Stoneman syndrome, whose full name is Fibrodysplasia Ossificans Progressiva (FOP), is an extremely rare connective tissue disease. In this condition, fibrous connective tissue such as muscles, tendons, and ligaments abnormally transforms into bone tissue, ultimately affecting the patient's ability to move. The medical community generally believes that this is the only disease that causes one organ system to transform into another, and it has no cure. Whether in terms of clinical symptoms or genetic mechanisms, FOP confuses scientists and doctors.
FOP is caused by mutations in the ACVR1 gene. This mutation affects the body's repair mechanism, causing fibrous tissue to fail to heal normally and instead turn into bone.
According to current medical findings, FOP often appears in childhood, especially before the age of ten. Many children born with FOP often have deformed big toes, sometimes even missing a joint. The symptoms progress in a top-down order, that is, new bone begins to grow in the neck, shoulders and upper limbs, eventually affecting the function of the feet. This ossification phenomenon, called heterotopic ossification, can lead to joint fusion as the disease progresses, causing the patient to gradually lose mobility.
Even minor trauma to the patient may trigger rapid ossification, causing originally healthy tissue to be replaced by new bone, creating a permanent connection.
In addition, the disease is also characterized by the sudden appearance of lumps, which is an indicator of worsening disease. Loss of function may involve many joints and even affect the ability to speak and breathe because newly formed bone limits the expansion of the chest cavity.
FOP is caused by a mutation in an autologous dominant gene located on chromosome 2. Although most cases occur spontaneously, some patients may inherit the mutation. Relevant mutations lead to abnormal function of the ACVR1 gene, which is normally involved in bone formation signaling in the human body. The mutation causes the gene to spin out of control, mistakenly inducing muscle and connective tissue to turn into bone.
The ossification process caused by this mutation is extremely rare, and the incidence of FOP is 1 in 2 million worldwide.
The diagnosis of FOP usually relies on radiological examinations, and early imaging diagnosis is crucial because inappropriate invasive examinations, such as biopsies, may accelerate the progression of the condition. Doctors need to take special care to avoid misdiagnosing FOP as cancer or other benign structures, as prompt detection is key to preventing the spread of the disease.
There is currently no cure for FOP, and treatment focuses on managing symptoms and delaying the disease. For example, anti-inflammatory drugs can be used to relieve inflammation caused by an exacerbation of the condition. In addition, the latest research focuses on anti-Sense therapy, which targets the mutated ACVR1 gene and is expected to become a breakthrough in the treatment of FOP in the future.
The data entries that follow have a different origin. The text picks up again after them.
PR #696, opened 2018-11-20
DM-16475 Recognize ObsCore, some UCDs for doing catalog overlay

cwang2016:
This development provides functions to get table center columns by checking 
- table meta ('CatalogCoordColumns' or 'CENTER_COLUMN')
- UCD and ( 'pos.eq.ra;meta.main'/'pos.eq.dec;meta.main'  or  'pos.eq.ra'/'pos.eq.dec') 
- ObsCore columns (check the existence of mandatory columns)  or
- guessing

test: 
case for checking table meta: 
do catalog search

case for checking UCD, 
run firefly/firefly-dev.html
select tab 'TAP searches'  && TAP service URL for IRSA

case for checking ObsCore & guessing, 
firefly/firefly-dev.html
select tab 'TAP searches' && TAP service URL for CASDA

### DIFF
--- a/src/firefly/java/edu/caltech/ipac/firefly/server/query/AsyncTapQuery.java
+++ b/src/firefly/java/edu/caltech/ipac/firefly/server/query/AsyncTapQuery.java
@@ -116,7 +116,7 @@ public class AsyncTapQuery extends AsyncSearchProcessor {
                 throw new DataAccessException("Error getting phase from "+baseJobUrl+" "+status.getErrMsg());
             }
             try {
-                return Phase.valueOf(phase.toString().replaceAll("\\p{Cntrl}", ""));
+                return Phase.valueOf(phase.toString().trim());
             } catch (Exception e) {
                 logger.error("Unknown phase \""+phase.toString()+"\" from service "+baseJobUrl);
                 return Phase.UNKNOWN;
--- a/src/firefly/java/edu/caltech/ipac/firefly/server/query/AsyncTapQuery.java
+++ b/src/firefly/java/edu/caltech/ipac/firefly/server/query/AsyncTapQuery.java
@@ -116,7 +116,7 @@ public class AsyncTapQuery extends AsyncSearchProcessor {
                 throw new DataAccessException("Error getting phase from "+baseJobUrl+" "+status.getErrMsg());
             }
             try {
-                return Phase.valueOf(phase.toString());
+                return Phase.valueOf(phase.toString().replaceAll("\\p{Cntrl}", ""));
             } catch (Exception e) {
                 logger.error("Unknown phase \""+phase.toString()+"\" from service "+baseJobUrl);
                 return Phase.UNKNOWN;
--- a/src/firefly/js/util/VOAnalyzer.js
+++ b/src/firefly/js/util/VOAnalyzer.js
@@ -1,0 +1,337 @@
+/*
+ * License information at https://github.com/Caltech-IPAC/firefly/blob/master/License.txt
+ */
+
+import {get, has, isEmpty} from 'lodash';
+import Enum from 'enum';
+import {getColumn, getColumnIdx} from './../tables/TableUtil.js';
+import {MetaConst} from '../data/MetaConst.js';
+import {CoordinateSys} from '../visualize/CoordSys.js';
+
+const UCDCoord = new Enum(['eq', 'ecliptic', 'galactic']);
+
+//const pObs = 'obscore:';
+const ObsTapColName = 0;
+//const UCD = 1;
+//const Utype = 2;
+const mainMeta = 'meta.main';
+const posCol = {[UCDCoord.eq.key]: {ucd: ['pos.eq.ra', 'pos.eq.dec'],
+                                    coord: CoordinateSys.EQ_J2000},
+                [UCDCoord.ecliptic.key]: {ucd: ['pos.ecliptic.lon', 'pos.ecliptic.lat'],
+                                          coord: CoordinateSys.ECL_J2000},
+                [UCDCoord.galactic.key]: {ucd: ['pos.galactic.lon', 'pos.galactic.lat']},
+                                          coord: CoordinateSys.GALACTIC};
+
+
+
+const obsCorePosColumns = ['s_ra', 's_dec'];
+
+const ObsTapMandColumns = [
+    ['dataproduct_type',  'meta.id',                    'ObsDataset.dataProductType'],
+    ['calib_level',       'meta.code;obs.calib',        'ObsDataset.calibLevel'],
+    ['obs_collection',    'meta.id',                    'DataID.collection'],
+    ['obs_id',            'meta.id',                    'DataID.observationID'],
+    ['obs_publisher_did', 'meta.ref.uri;meta.curation', 'Curation.publisherDID'],
+    ['access_url',        'meta.ref.url',               'Access.reference'],
+    ['access_format',     'meta.code.mime',             'Access.format'],
+    ['access_estsize',    'phys.size;meta.file',        'Access.size'],
+    ['target_name',       'meta.id;src',                'Target.name'],
+    ['s_ra',              'pos.eq.ra',                  'Char.SpatialAxis.Coverage.Location.Coord.Position2D.Value2.C1'],
+    ['s_dec',             'pos.eq.dec',                 'Char.SpatialAxis.Coverage.Location.Coord.Position2D.Value2.C2'],
+    ['s_fov',             'phys.angSize;instr.fov',     'Char.SpatialAxis.Coverage.Bounds.Extent.diameter'],
+    ['s_region',          'pos.outline;obs.field',      'Char.SpatialAxis.Coverage.Support.Area'],
+    ['s_resolution',      'pos.angResolution',          'Char.SpatialAxis.Resolution.Refval.value'],
+    ['s_xel1',            'meta.number',                'Char.SpatialAxis.numBins1'],
+    ['s_xel2',            'meta.number',                'Char.SpatialAxis.numBins2'],
+    ['t_min',             'time.start;obs.exposure',    'Char.TimeAxis.Coverage.Bounds.Limits.StartTime'],
+    ['t_max',             'time.end;obs.exposure',      'Char.TimeAxis.Coverage.Bounds.Limits.StopTime'],
+    ['t_exptime',         'time.duration;obs.exposure', 'Char.TimeAxis.Coverage.Support.Extent'],
+    ['t_resolution',      'time.resolution',            'Char.TimeAxis.Resolution.Refval.value'],
+    ['t_xel',             'meta.number',                'Char.TimeAxis.numBins'],
+    ['em_min',            'em.wl;stat.min',             'Char.SpectralAxis.Coverage.Bounds.Limits.LoLimit'],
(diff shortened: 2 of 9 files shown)


cwang2016:
In order to get center columns (or coordinate columns) from the table consistently, the newly updated getCenterColumns is applied to
- CatalogWatcher
- CoverageWatcher
- ChartUtil
- WisePlotRequest

src/firefly/js/util/VOAnalyzer.js
```diff
@@ -0,0 +1,337 @@
...
+        // only one pair
+        if (posPairs[0].length === 1 && posPairs[1].length === 1) {
+            pairs.push([posPairs[0][0], posPairs[1][0]]);
+        } else {
+            const mainColIdx = [];
+
+            // find the leftmost pair with 'main.meta'
+            for (let n = 0; n < 2; n++) {
+                mainColIdx.push(posPairs[n].findIndex((col) => {
+                    return (col.UCD && col.UCD === `${centerColUCDs[n]};${mainMeta}`);
```
tgoldina: _A UCD is a string which contains textual tokens called ‘words’, separated by semicolons(;). A word is composed of ‘atoms’, separated by periods(.)._
We should not rely on the certain order of UCD words when detecting the presence of a particular word in UCD. They can be in any order. We might want to split UCD by semicolon and then check for the presence of a particular word.

src/firefly/js/util/VOAnalyzer.js
```diff
@@ -0,0 +1,337 @@
...
+                [UCDCoord.ecliptic.key]: {ucd: ['pos.ecliptic.lon', 'pos.ecliptic.lat'],
+                                          coord: CoordinateSys.ECL_J2000},
+                [UCDCoord.galactic.key]: {ucd: ['pos.galactic.lon', 'pos.galactic.lat']},
+                                          coord: CoordinateSys.GALACTIC};
+
+
+
+const obsCorePosColumns = ['s_ra', 's_dec'];
+
+const ObsTapMandColumns = [
```
tgoldina: Adding an explanation comment here with the link to the standard would be useful.

src/firefly/js/util/VOAnalyzer.js
```diff
@@ -0,0 +1,337 @@
...
+import {get, has, isEmpty} from 'lodash';
+import Enum from 'enum';
+import {getColumn, getColumnIdx} from './../tables/TableUtil.js';
+import {MetaConst} from '../data/MetaConst.js';
+import {CoordinateSys} from '../visualize/CoordSys.js';
+
+const UCDCoord = new Enum(['eq', 'ecliptic', 'galactic']);
+
+//const pObs = 'obscore:';
+const ObsTapColName = 0;
```
tgoldina: Minor: it took me some time to trace the meaning of this field. It might be easier, if it's closer to ObsTapMandColumns definition or has an explanation comment.

src/firefly/js/util/VOAnalyzer.js
loitly: Minor:  Although you are referencing ObsTap, we are really checking for any ObsCore compliant table model.  They happen to be the same.  I just wanted to point out that it does not have to come from a Tap service.

src/firefly/java/edu/caltech/ipac/firefly/server/query/AsyncTapQuery.java
```diff
@@ -116,7 +116,7 @@ public Phase getPhase() throws DataAccessException {
                 throw new DataAccessException("Error getting phase from "+baseJobUrl+" "+status.getErrMsg());
             }
             try {
-                return Phase.valueOf(phase.toString());
+                return Phase.valueOf(phase.toString().replaceAll("\\p{Cntrl}", ""));
```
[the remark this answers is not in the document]
tgoldina: The failing case had phase ending with "\r\n", but you are right. trim() is better, because it would also remove space.

src/firefly/js/util/VOAnalyzer.js
```diff
@@ -0,0 +1,337 @@
...
+    }
+    return tblRecog;
+}
+
+
+export function findTableCenterColumns(table) {
+   const tblRecog = makeTableRecognizer(table);
+
+   return tblRecog && tblRecog.getCenterColumns();
+}
```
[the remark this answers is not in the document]
cwang2016: per discussion with @robyww & @loitly before the implementation, @robyww prefers the file is more related to IVOA various items instead of being limited to table only. We can talk more about this later.

src/firefly/js/util/VOAnalyzer.js
```diff
@@ -0,0 +1,337 @@
...
+                this.guessCenterColumns();
+    }
+
+
+    static newInstance(tableModel) {
+        return new TableRecognizer(tableModel);
+    }
+}
+
+const tableRecognizerMap = new Map();
```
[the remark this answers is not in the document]
cwang2016: The computation is light though the  function for getting center columns is repeatedly called while rendering the table and coverage. Since we didn't come into a firm conclusion in the discussion with @robyww & @loitly  about this, so I just kept the map. The key issue is to decide if we want to keep  the table center columns info or not, the implementation is doable if the info is to be kept.

src/firefly/js/util/VOAnalyzer.js
cwang2016: per UCD document, http://www.ivoa.net/documents/REC/UCD/UCDlist-20070402.pdf, the token's position might be fixed as first word or secondary word. I will exam the code again to make sure the 'if condition' has the right test logic.

src/firefly/js/util/VOAnalyzer.js
```diff
@@ -0,0 +1,337 @@
...
+    }
+
+    /**
+     * get center columns pair by checking the table meta
+     * @returns {null|{lonCol: *, latCol: *, lonIdx: *, latIdx: *, csys: *}|*}
+     */
+    getCenterColumnsOnMeta() {
+        if (this.centerColumnsInfo) {
+            return this.centerColumnsInfo;
+        }
```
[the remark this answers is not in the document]
cwang2016: such check is based on the case that this function may be called independently, not relying on other method.

src/firefly/js/util/VOAnalyzer.js
```diff
@@ -0,0 +1,337 @@
...
+
+        const {tableMeta} = this.tableModel || {};
+
+        if (!tableMeta ||
+            (!tableMeta[MetaConst.CATALOG_COORD_COLS] && !tableMeta[MetaConst.CENTER_COLUMN])) {
+            return this.centerColumnsInfo;
```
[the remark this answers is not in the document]
cwang2016: at this point, this.centerColumnInfo is null.

src/firefly/js/util/VOAnalyzer.js
cwang2016: ObsTapMandColumns is defined per ObsTAP.  Currently only the first element of each item is used as  it shows the names of the mandatory columns for ObsCore. I put the info for ObsTAP  here for the possible need of the future.

cwang2016:
VOAnalyzer.js is updated per the center column search algorithm (the flowchart is attached in https://jira.lsstcorp.org/browse/DM-16475) we discussed in the meeting

You may try test from catalog search, file upload, or firefly/firefly-dev.html & TAP Searches.

tgoldina:
Using `utype` also fails. Looks like we are loosing `utype` in columns.
```
<?xml version="1.0"?>
<VOTABLE version="1.2" xmlns:xsi="http://www.w3.org/2001/XMLSchema-instance"
 xmlns="http://www.ivoa.net/xml/VOTable/v1.2"
 xmlns:stc="http://www.ivoa.net/xml/STC/v1.30" >
  <RESOURCE name="myFavouriteGalaxies">
    <TABLE name="results">

      <FIELD name="c1_center" utype="Char.SpatialAxis.Coverage.Location.Coord.Position2D.Value2.C1" datatype="double"/>
      <FIELD name="c1_error" datatype="double"/>
      <FIELD name="c2_center" utype="Char.SpatialAxis.Coverage.Location.Coord.Position2D.Value2.C2" datatype="double"/>
      <FIELD name="c2_error" datatype="double"/>
      <DATA>
        <TABLEDATA>
        <TR>
          <TD>10.6890</TD><TD>0.0598</TD><TD>287.2001</TD><TD>0.0123</TD>
        </TR>
        <TR>
          <TD>10.6811</TD><TD>0.0698</TD><TD>287.2120</TD><TD>0.0234</TD>
        </TR>
        </TABLEDATA>
      </DATA>
    </TABLE>
  </RESOURCE>
</VOTABLE>
```

src/firefly/js/util/VOAnalyzer.js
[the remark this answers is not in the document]
cwang2016: In current implementation, VOAnalyzer provides function getCenterColumns to get the center columns in which the search goes through several steps, i.e. the execution of each step is done when the previous step doesn't have result. For that, I can set this.centerColumnsInfo once in the constructor. However, my thought it more generic style is that each individual search function could be used independently for some purpose, therefore, this.centerColumnInfo is reset at the beginning of  each search function, just being treated as a variable to record the computation result of that function.

tgoldina:
The changes look good to me. Tested ucd pair `POS_EQ_RA_MAIN`/`POS_EQ_DEC_MAIN` and utype pair `Char.SpatialAxis.Coverage.Location.Coord.Position2D.Value2.C1`/`Char.SpatialAxis.Coverage.Location.Coord.Position2D.Value2.C2` with and without `obscore` prefix. Works as expected.

src/firefly/js/util/VOAnalyzer.js
```diff
@@ -0,0 +1,419 @@
...
+    }
+
+
+    static newInstance(tableModel) {
+        return new TableRecognizer(tableModel);
+    }
+}
+
+export function findTableCenterColumns(table) {
+   const tblRecog = table && get(table, ['tableData', 'columns']) && TableRecognizer.newInstance(table);
```
robyww: is there not a TableUtil function to get the columns? If not you should add one an use it here.

src/firefly/js/visualize/saga/CatalogWatcher.js
```diff
@@ -137,30 +138,19 @@ function handleCatalogUpdate(tbl_id) {
...
+        return;
     }
 
     const {ignoreTables}=  getDlRoot();
     if (ignoreTables.some( (obj) => obj.tableId===tbl_id && obj.drawLayerTypeId===Catalog.TYPE_ID)) {
         return;
     }
 
-    const cenData= tableMeta[MetaConst.CATALOG_COORD_COLS] || tableMeta[MetaConst.CENTER_COLUMN];
+    const columns= findTableCenterColumns(sourceTable);
```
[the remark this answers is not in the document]
cwang2016: good, the comment also reminds me that here it is better to call TableInfoUtil.getCenterColumns.  'todo' is removed.

src/firefly/js/util/VOAnalyzer.js
cwang2016: there was function getCenterColumns in TableInfoUtil.js and in this PR the content of TableInfoUtil.getCenterColumns is replaced by calling the above function, findTableCenterColumns. Portions like catalog watch, coverage watcher, chart util,  lsst footprint or wise plot request all use TableInfoUtil.getCenterColumns to get ra/dec columns.

cwang2016:
Done the test against catalog search, VO catalog search, NED search, SOFIA, and time series to verify that the results are not changed.

PR #697, opened 2018-11-27
IRSA-2270: update format function to include usage of precision and width

loitly:
https://jira.ipac.caltech.edu/browse/IRSA-2270
test deploy: https://irsawebdev9.ipac.caltech.edu/irsa-2270/firefly/

Use the added column's `precision` attribute when formatting data.
Added some docs to describe the policy here: `edu.caltech.ipac.table.DataType#format(java.lang.Object, boolean)`

Changed FitsTableReader to convert FITS's TDISP into our `precision` format.

Added TableTest to test the new format function.  More table related tests will be added here.
`gradle :fi:test -x jsTest --tests TableTest*`

A fun performance test to see how long it takes to perform 10mil format() calls.
`gradle -Pcategory=edu.caltech.ipac.TestCategory\$Perf :fi:test -x jsTest --tests TableTest*`

### DIFF
--- a/src/firefly/java/edu/caltech/ipac/firefly/server/db/spring/mapper/IpacTableExtractor.java
+++ b/src/firefly/java/edu/caltech/ipac/firefly/server/db/spring/mapper/IpacTableExtractor.java
@@ -185,7 +185,7 @@ public class IpacTableExtractor {
             DataType dt = headers.get(i);
             try {
                 Object obj = rs.getObject(dt.getKeyName());
-                writer.print(" " + dt.format(obj));
+                writer.print(" " + dt.format(obj, true));
             } catch (SQLException e) {
                 LOG.warn(e, "SQLException at col:" + headers.get(i).getKeyName());
                 writer.print(" " + dt.format("#ERROR#"));
--- a/src/firefly/java/edu/caltech/ipac/table/DataObject.java
+++ b/src/firefly/java/edu/caltech/ipac/table/DataObject.java
@@ -76,15 +76,17 @@ public class DataObject implements Serializable, Cloneable {
     }
 
     /**
+     * @param replaceCtrl true to replace control charters.  Use this when writing out into format where multiline row is not supported, like csv and ipac table.
      * @return this row of data as strings, formatted according to its column's info.
      */
-    public String[] getFormattedData() {
+    public String[] getFormattedData(boolean replaceCtrl) {
         return Arrays.stream(group.getDataDefinitions())
-                .map(dt -> getFormattedData(dt)).toArray(String[]::new);
+                .map(dt -> dt.format(getDataElement(dt), replaceCtrl))
+                .toArray(String[]::new);
     }
 
-    public String getFormattedData(DataType dt) {
-        return dt.format(getDataElement(dt));
+    public String[] getFormattedData() {
+        return getFormattedData(false);
     }
 
     public Object getDataElement(DataType fdt) {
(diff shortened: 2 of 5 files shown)


tgoldina:
I noticed that  we've been adding extra zeros in some cases and we still do. For example, when we display `nedserchresults.xml` from `firefly_test_data` repo - many columns have unreasonable number of zeros in the data. Ex. the original Velocity -300 shows up as -300.00000000.

By adding trailing zeroes we are making wrong statement about precision, increasing it from the original. I think, it's better not to print trailing zeros at all, if precision is unknown. 

Also, at some point we've stopped paying attention to the header width. Header is often invisible if there is one digit in a column.

loitly:
In regards to column's width, those columns you mentioned contains `width` attributes in it's votable file.  Therefore, we rendered the column's width as requested.  However, I think you are right.  In the past, we would not render it narrower than the header's width.  But, I am pretty sure it was Jeff who reported that the width's attribute did not work as expected.  Therefore, I 'fixed' it.

As for the precision issue, our VoTableReader was forcing floating-point numbers to have at least 8 decimal places.  I've removed that and stopped guessing the format when precision is not given.
However, since our format policy is to print floating-point numbers with 6 decimal places of precision, that's how it will look after my latest commit.

Gregory is tasked with how to display floating-numbers when precision is not given.  It's a CCB task that's not completed, yet.

tgoldina:
https://irsawebdev9.ipac.caltech.edu/irsa-2270/firefly/firefly-dev.html -> TAP Searches - choose Gaia.

Getting error: Type mismatch(false): expecting class java.lang.Boolean but found class java.lang.String

ejoliet:
After discussing with Loi about this PR, i've asked him to put back the guessing format and precision as it was before keeping the other fixes so it can be merged for RC next week. 

We can't change the format without CCB approval of what the UI looks like. This is too risky in terms of the impact in the UI in IRSA context with such a short notice before a release and AAS.

loitly:
@ejoliet , I've pushed the commit that will revert back to the old defaults.
when precision is not given:
- double in fits file will get "%.9g"
- floating-numbers in votable will go through a 'guess' logic with a minimum of 8 decimal places.

tgoldina:
@loitly, just so you know 8 digits min precision is something we have added after the latest release of IrsaViewer.

tgoldina:
@loitly  you were right. Current IRSA Viewer has 8 digits min precision for votables. 

The latest version will preserve ops bugs with the default precision: votable with float and double columns and values 10.68 and 287.3 will now appear as wrong as it was in ops. We can address it in a future ticket.

ops: 
irsa-ops
irsa-2270:
irsa-2270

sample votable:
```
<?xml version="1.0"?>
<VOTABLE version="1.2" xmlns:xsi="http://www.w3.org/2001/XMLSchema-instance"
 xmlns="http://www.ivoa.net/xml/VOTable/v1.2"
 xmlns:stc="http://www.ivoa.net/xml/STC/v1.30" >
  <RESOURCE name="test-nums">
    <TABLE name="results">
      <FIELD name="FloatFld"  ID="col1" datatype="float"/>
      <FIELD name="DoubleFld"  ID="col2" datatype="double"/>
      <DATA>
        <TABLEDATA>
        <TR>
          <TD>10.68</TD><TD>10.68</TD>
        </TR>
        <TR>
          <TD>287.3</TD><TD>287.3</TD>
	</TR>
        </TABLEDATA>
      </DATA>
    </TABLE>
  </RESOURCE>
</VOTABLE>
```

PR #705, opened 2018-12-11
create integration test framework

loitly:
k8s: https://irsawebdev9.ipac.caltech.edu/int-test/firefly/

Create an integration test framework to ease the effort of adding new test cases.
PR's goals: 
- Test results that's easy to understand
- Minimize the work needed to create a test
- Tests must be isolated from others.  Minimizes bad results.

To run the tests:
https://irsawebdev9.ipac.caltech.edu/int-test/firefly/test/


loitly:
Although I've addressed some of @robyww concerns personally, I'll summarized it here so others can see as well.

> How do we scale this to 50 or 60 test?

We will separate them into multiple specialized pages.

> Loading multiple firefly's in each iframe, what happens when we are loading 25. Can the browser handle it? Will it take 15 min to load?

I have tried 10.  It's noticeably slower.  But, it's more like under 30s as oppose to 15mins.

> Should be break it into subpages maybe with 5 - 10 test each?

Yes.  It was written with that in mind.  It's trivial to separate them into multiple pages.
I would separate them based on functional domain instead of numbers.  Depending on the test, supporting up to 25 tests on a page should be fine.

> Do we want a way to mark test as failing? Maybe in html and recommit? I don't know, but I can image some cases like this.

I think if your PR causes the failure, it should be fixed before merge.  Otherwise, I would create a ticket so it can be assigned to someone to fix.

> I think the individual iframe's should scroll.

I think scrolling sub frames can make the page overly busy.  But, I don't have a strong opinion on this. 

> Should the test has more than a title area? Such as a description? such as:

No problem with this as well.  I am sure more improvement will come.

ejoliet:
That is neat!! 
My 2 cents after playing with it:

- I think we should have some kind of convention for the file name (or folder names?) as we have in the code such as test related to tables would look like 'test-int-table', for charts, 'test-int-charts'. 
- The title for each test could be more descriptive of what exactly is being tested but i should say that the 'expected' left hand side is helpful. We should answer this question: Is the intent of those pages to be used by developers or also by a user who wants to 'play' and understand the API? We use to have 'demo' pages but this is clearer and also it seems scalable.

We are one step away from automatic testing and jenkins integration!! 
We just need to run a browser embedded with DOM to test it ;-)

PR #706, opened 2018-12-12
DM-15274: file upload bug: the precision of numbers changed

loitly:
https://jira.lsstcorp.org/browse/DM-15274
k8s: https://irsawebdev9.ipac.caltech.edu/dm-15274/firefly/

To test, follow the instructions in the ticket.
This PR did not address all of the problems.  It at least picks up the correct data.
It did not preserve the exact precision.  
This is because we have a default precision when one is not given.
There are other tickets that will address this issue.


xiuqin:
Tested to confirm that the data displayed makes sense now.

PR #708, opened 2018-12-12
DM-13099 set binning value of any axis on decimated plot 

cwang2016:
This development includes, 
- fixing the bug regarding changing binning value on the plot parameter dialog of Heatmap chart
- the numbers (including the defaults for the plot in the beginning)  for x-bins & y-bins fields are  shown in plot parameters setting dialog. 

test:
start catalog search on cone search with large radius and that will result in a table more than 5000 rows. (default setting in Firefly.js), ex: m31 & radius=1600"
open up charts options and tools dialog,  change  the number of xbins or ybins or both and apply the change.

### DIFF
--- a/src/firefly/js/charts/dataTypes/FireflyHeatmap.js
+++ b/src/firefly/js/charts/dataTypes/FireflyHeatmap.js
@@ -15,6 +15,7 @@ import {COL_TYPE, getColumns} from '../../tables/TableUtil.js';
 import {getTraceTSEntries as genericTSGetter} from './FireflyGenericData.js';
 import {DECIMATE_TAG} from '../../tables/Decimate.js';
 
+const DEFBINS = 100;
 /**
  * This function creates table source entries to get firefly scatter and error data from the server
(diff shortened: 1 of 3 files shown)


src/firefly/js/charts/dataTypes/FireflyHeatmap.js
```diff
@@ -26,18 +28,17 @@ import {getTraceTSEntries as genericTSGetter} from './FireflyGenericData.js';
...
-    if (!mappings) return {}; 
+    if (!mappings) return {};
 
     const {fireflyData, fireflyLayout} = getChartData(chartId) || {};
     // server call parameters
     const xbins = get(fireflyData, `${traceNum}.nbins.x`);
     const ybins = get(fireflyData, `${traceNum}.nbins.y`);
-    let maxbins = 10000;
-    let xyratio = get(fireflyLayout, 'xyratio', 1.0);
-    if (xbins && ybins) {
```
tgoldina: I think we were talking into account xyratio that might be specified in the options when calculating the default number of bins. This feature is now lost.

PR #711, opened 2018-12-19
DM-16922 fixing parsing bug on regions with size unit in arcmin or arcsec

cwang2016:
The development fixed the bug in region parser at client side regarding the region size with the unit like  arcmin or arcsec, ex, image;box(100, 150, 1.0', 1.2', 0) # color=red

test:
Go to firefly/demo/ffapi-footprint-test.html or firefly/demo/ffapi-region-test.html 
Add some region description including a size with unit arcmin or arcsec into the text area for creating footprint or region layer and check the overlay.


lznakano:
Worked like a charm!  Great job!!!

PR #714, opened 2018-12-21
DM-14350: Improve the cube and multi-image FITS display controls

robyww:
Improve the cube and multi-image FITS display controls

  - Added individual cube readout display for cases with multiple cubes
   - Show the HDU number if more than one or not the 0 HDU (simple FITS)
   - Added: for HiPS/FITS cubes and multi image FITS text entry field to jump directly to the plane
   - show show the text entry field if more than 8 planes
   - Created a text entry StatedInputField for text input outside of a field group
   - Fixed bug: a plot id not being created correctly for upload and URL
   - add a set of PlotViewUtil functions to get cube and multi-image FITS info
   - cleaned up of unused BandState and PlotState functions

_To Test:_

  - load any of the multi image fits or cubes in `firefly_test_data/multi-ext-fits`
  - observe the control area of the cube / multi image FITS
  - this will also work with HIPS cube

### DIFF
--- a/src/firefly/js/visualize/PlotViewUtil.js
+++ b/src/firefly/js/visualize/PlotViewUtil.js
@@ -542,7 +542,7 @@ export function findPlot(plotView, imagePlotId) {
  * @return {boolean}
  */
 export function isMultiImageFitsWithSameArea(pv) {
-    if (!pv.plotViewCtx.containsMultiImageFits) return false;
+    if (!isMultiImageFits(pv)) return false;
     const plot= primePlot(pv);
     const {dataWidth:w, dataHeight:h} = plot;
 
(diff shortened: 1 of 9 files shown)


src/firefly/js/visualize/PlotViewUtil.js
```diff
@@ -725,5 +725,109 @@ export function getFoV(pv, alternateZoomFactor) {
...
+/**
+ * Get the HDU of this primaryPlot in the FITS file
+ * @param {PlotView} pv
+ * @return {number} the HDU number, single images will always return 0
+ */
+export function getPrimaryPlotHdu(pv) {
+    if (!pv) return 0;
+    const p= primePlot(pv);
+    if (!isImage(p)) return 0;
+    return p ? getHDU(plot) : 0;
```
cwang2016: plot -> p, right?

cwang2016:
Review completes. This really makes the multiple cubes readout much clearer!
Just 2 questions, 
1. for the number in StatedInputField starting from 1 and the number after 'Cube:' starting from 0, is that the way it is? 
2. when an invalid number entered in StatedInputField, I can sense something wrong since the field looks changed. could we also show a brief error message like in tooltip?

src/firefly/js/visualize/PlotViewUtil.js
```diff
@@ -725,5 +725,109 @@ export function getFoV(pv, alternateZoomFactor) {
...
+/**
+ * Count the number of cubes
+ * @param {PlotView} pv
+ * @return {number} the number of cubes, 0 if none
+ */
+export function getNumberOfCubesInPV(pv) {
+    if (!pv || !isImage(primePlot(pv)) ) return 0;
+    return pv.plots.reduce( (total, p, idx) => {
+        if (idx===0) return getImageCubeIdx(p)>=1 ? 1 : 0;
+        return (getHDU(p)!==getHDU(pv.plots[idx-1] && getImageCubeIdx(p)>-1)) ? total+1 : total;
```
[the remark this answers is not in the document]
robyww: your right, thanks.

src/firefly/js/visualize/PlotViewUtil.js
robyww: yes, should be `p`

robyww:
> for the number in StatedInputField starting from 1 and the number after 'Cube:' starting from 0, is that the way it is?

Yes, we want the user to reference cube 1 even though the index is 0.

> when an invalid number entered in StatedInputField, I can sense something wrong since the field looks changed. could we also show a brief error message like in tooltip?

I purposely turning off the error feedback to keep the UI footprint small. In the case I think it is obvious or easily fixed by hitting the arrow.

Although surgery is often ineffective in the treatment of FOP patients and even causes severe bone formation, some medically necessary surgeries still need to be performed with caution.
To date, there are approximately 800 confirmed cases of FOP worldwide, making it a rare disease. As more understanding and research develop about this disease, more effective treatments may be found in the future. When we are faced with such a rare disease, how can both the medical community and the general public work together to improve awareness and support for this type of disease?